◆ Stored data entries ◆
Start of Block
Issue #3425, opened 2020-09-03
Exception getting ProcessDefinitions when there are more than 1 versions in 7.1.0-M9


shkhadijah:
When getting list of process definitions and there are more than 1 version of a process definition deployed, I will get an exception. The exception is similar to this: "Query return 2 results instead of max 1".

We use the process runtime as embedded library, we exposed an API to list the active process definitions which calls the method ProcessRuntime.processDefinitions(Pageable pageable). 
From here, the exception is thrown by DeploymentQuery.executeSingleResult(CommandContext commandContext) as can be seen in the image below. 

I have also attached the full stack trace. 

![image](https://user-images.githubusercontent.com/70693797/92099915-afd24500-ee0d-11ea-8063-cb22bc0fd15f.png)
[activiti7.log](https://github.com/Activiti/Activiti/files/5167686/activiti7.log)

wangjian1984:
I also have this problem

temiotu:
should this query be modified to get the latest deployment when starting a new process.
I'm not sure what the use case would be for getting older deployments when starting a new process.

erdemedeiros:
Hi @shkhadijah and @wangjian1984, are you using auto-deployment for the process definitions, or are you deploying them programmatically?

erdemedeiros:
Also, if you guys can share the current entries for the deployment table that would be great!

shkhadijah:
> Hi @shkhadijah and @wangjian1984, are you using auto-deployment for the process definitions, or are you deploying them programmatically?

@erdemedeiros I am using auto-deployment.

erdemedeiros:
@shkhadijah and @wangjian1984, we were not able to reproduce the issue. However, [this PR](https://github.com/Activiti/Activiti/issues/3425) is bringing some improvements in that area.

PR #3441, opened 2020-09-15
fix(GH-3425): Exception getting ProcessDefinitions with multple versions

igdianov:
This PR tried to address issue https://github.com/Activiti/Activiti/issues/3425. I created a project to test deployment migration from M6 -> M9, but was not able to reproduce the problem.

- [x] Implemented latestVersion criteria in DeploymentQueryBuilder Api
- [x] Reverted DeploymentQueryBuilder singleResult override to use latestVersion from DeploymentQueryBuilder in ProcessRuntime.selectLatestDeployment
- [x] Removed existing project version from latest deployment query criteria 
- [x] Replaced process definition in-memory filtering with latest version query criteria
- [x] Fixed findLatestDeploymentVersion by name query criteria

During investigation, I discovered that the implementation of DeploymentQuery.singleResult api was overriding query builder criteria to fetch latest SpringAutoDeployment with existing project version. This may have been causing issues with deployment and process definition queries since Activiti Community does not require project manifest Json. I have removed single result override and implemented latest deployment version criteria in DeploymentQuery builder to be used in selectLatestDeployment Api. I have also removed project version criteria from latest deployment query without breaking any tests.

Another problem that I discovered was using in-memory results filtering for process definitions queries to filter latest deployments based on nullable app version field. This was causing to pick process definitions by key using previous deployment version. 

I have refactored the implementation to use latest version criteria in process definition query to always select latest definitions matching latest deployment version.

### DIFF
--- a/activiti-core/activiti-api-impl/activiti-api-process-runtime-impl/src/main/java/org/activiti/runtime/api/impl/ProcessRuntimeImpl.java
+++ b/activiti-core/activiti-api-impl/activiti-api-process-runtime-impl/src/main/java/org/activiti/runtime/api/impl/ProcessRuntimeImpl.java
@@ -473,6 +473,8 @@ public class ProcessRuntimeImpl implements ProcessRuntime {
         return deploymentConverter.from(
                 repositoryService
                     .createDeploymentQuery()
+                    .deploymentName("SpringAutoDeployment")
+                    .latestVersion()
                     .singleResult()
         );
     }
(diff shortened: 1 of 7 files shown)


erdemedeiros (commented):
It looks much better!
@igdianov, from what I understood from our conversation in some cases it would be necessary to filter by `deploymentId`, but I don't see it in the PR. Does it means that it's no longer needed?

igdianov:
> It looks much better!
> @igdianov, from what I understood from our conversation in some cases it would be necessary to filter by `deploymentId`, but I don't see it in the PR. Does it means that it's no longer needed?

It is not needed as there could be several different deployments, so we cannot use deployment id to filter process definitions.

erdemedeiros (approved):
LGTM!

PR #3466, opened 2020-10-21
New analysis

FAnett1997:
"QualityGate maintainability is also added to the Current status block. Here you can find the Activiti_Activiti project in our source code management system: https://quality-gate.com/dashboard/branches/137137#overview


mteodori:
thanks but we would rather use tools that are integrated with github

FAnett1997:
End of Block
◆ WORK TASK ◆
The lines from the beginning of the records through the line containing "We use the process" should be reproduced exactly. Include nothing else.

◆ EXPECTED ANSWER ◆
Issue #3425, opened 2020-09-03
Exception getting ProcessDefinitions when there are more than 1 versions in 7.1.0-M9


shkhadijah:
When getting list of process definitions and there are more than 1 version of a process definition deployed, I will get an exception. The exception is similar to this: "Query return 2 results instead of max 1".

We use the process runtime as embedded library, we exposed an API to list the active process definitions which calls the method ProcessRuntime.processDefinitions(Pageable pageable). 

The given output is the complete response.